Но когда он прошел через арку, то обнаружил, что это место утратило свое былое очарование.

В пяти шагах от Билла голый человек, изрисованный синей краской, угрожающе нависал над Элейн и Софи, которые испуганно жались к каменному надгробию. Это был сатурнианец, приверженец одного из «языческих» культов, заполнивших религиозный вакуум Восторга. Сатурнианцы шныряли повсюду голышом, рисовали на стенах свои загадочные знаки, «сидели» на АДАМе и покрывали себя синей краской.

– Обуздать пламя, обуздать туман! – монотонно распевал мужчина своим раздражающим голосом. Этот разрисованный дикарь держал в правой руке кухонный нож, лезвие которого было коричневым от запекшейся крови.

Босая нога мужчины прижимала к земле сумочку Элейн, как будто давила какого-то маленького зверька.

– Я придаю вас пламени! – бормотал сатурнианец. – Я подношу вас туману!

Он высоко поднял нож, готовясь обрушить его на Элейн…

– Вот тебе пламя, обуздай-ка это! – Билл крикнул, чтобы отвлечь безумца.

И сатурнианец повернулся к Биллу. Его лицо было карикатурно искривлено АДАМом, зубы оскалены, из носа текла красная пена. Он метнул нож, Билл качнулся влево, лезвие полоснуло его по правому плечу, оставив бритвенно-тонкий порез. В ответ МакДонаг выстрелил в грудь язычника, почти в упор.

Сатурнианец покачнулся, рухнул на колени, а потом на землю, лицом вниз.

Софи рыдала, закрывая глаза ручонками. Элейн выдернула свою сумку из-под стопы мертвеца, закинула ее на плечо и достала оттуда пистолет. И со взглядом, полным стальной решимости, который так восхищал Билла, поставила дочь на ноги:

– Пойдем, малышка, – сказала ей Элейн. – Нам надо убираться ко всем чертям из этого места.

– Мне страшно, мама, – ответила девочка.

– Я понимаю, как ты себя чувствуешь, любимая – сказал Билл, коротко обняв дочь. – Но тебе понравится мир на поверхности. Не верь тому, что слышала о нем. Идем!

* * *

Они были удивительно близко. Билл, Элейн и Софи спешили к открытой батисфере, которая должна была поднять их по шахте маяка туда, где ожидал Уоллес.
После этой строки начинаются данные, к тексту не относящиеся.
PR #1358, opened 2022-04-20
Offline view - Map view is displaying the track from another vessel

fertandil87:
https://globalfishingwatch.atlassian.net/browse/VV-375

### DIFF
--- a/apps/vessel-history/features/profile/Profile.tsx
+++ b/apps/vessel-history/features/profile/Profile.tsx
@@ -156,6 +156,7 @@ const Profile: React.FC = (props): React.ReactElement => {
       Array.from(new URLSearchParams(vesselProfileId).keys()).shift() ?? ''
     ).split('_')
 
+    // this is for update the vessel dataview in case that keep cached with the dataview of another vessel
     if (!vesselDataview || 'vessel-' + gfwId !== vesselDataview.id) {
       updateDataview(dataset, gfwId, tmtId)
     }
--- a/apps/vessel-history/features/profile/Profile.tsx
+++ b/apps/vessel-history/features/profile/Profile.tsx
@@ -65,6 +65,60 @@ const Profile: React.FC = (props): React.ReactElement => {
   )
 
   useEffect(() => {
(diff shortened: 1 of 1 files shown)


apps/vessel-history/features/profile/Profile.tsx
```diff
@@ -90,54 +144,7 @@ const Profile: React.FC = (props): React.ReactElement => {
...
-          if (trackDatasetId) {
-            const eventsRelatedDatasets = getRelatedDatasetsByType(
-              vesselDataset,
-              DatasetTypes.Events
-            )
-
-            const eventsDatasetsId =
-              eventsRelatedDatasets && eventsRelatedDatasets?.length
-                ? eventsRelatedDatasets.map((d) => d.id)
-                : []
```
rdgfuentes, line 147: I think you should call `updateDataview()` here, right?

apps/vessel-history/features/profile/Profile.tsx
```diff
@@ -147,6 +154,7 @@ const Profile: React.FC = (props): React.ReactElement => {
       dispatch(setHighlightedEvent(undefined))
       dispatch(setVoyageTime(undefined))
     }
+    updateDataview()
```
rdgfuentes, line 157: Why not verifying that the `vessel.dataview.id` does not match the current vessel id before calling `updateDataview()`? I think that would be convenient to prevent updating many times the vessel dataview

fertandil87: was my first try just to test and worked so good, and that check that you mention looks that is only to avoid the case a uses exit a profile and join to the same profile, but as all is in the store there is no performance issues or delays @rdgfuentes

fertandil87: you are right, I dont see problems but it is not ok

apps/vessel-history/features/profile/Profile.tsx
fertandil87: no, here we have the same problem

Сплайсер скользнул вниз по тросу, спрыгнул с верхушки батисферы, совершив кувырок в воздухе, как акробат. Он приземлился на ноги перед Биллом. Сплайсер носил маленькую арлекинскую маску с новогоднего торжества, измазанную в крови предыдущего хозяина. Его волосы были длинными, каштановыми, грязными, борода каштаново-рыжей, а глаза сверкающими, голубыми. Желтые зубы оскалены в ухмылке:

– Хеее, это я, и уух, это ты! – он загоготал, начал скакать вправо и влево, его движения были так быстры, что размывались, недостижимая мишень. – Посмотрите на маленькую девчушечью-девчушку! Я могу продать ее Райану, а могу оставить себе для игры и, может, для быстрого перекуса! – в каждой руке он держал по кривому, острому, как бритва, ножу для разделки рыбы.

Софи всхлипнула от страха и спряталась за маму, Элейн и Билл выстрелили в сплайсера практически одновременно… и оба промахнулись. Мутант подпрыгнул, перемахнул через них и оказался за их спинами: «Спортбуст», много «Спортбуста».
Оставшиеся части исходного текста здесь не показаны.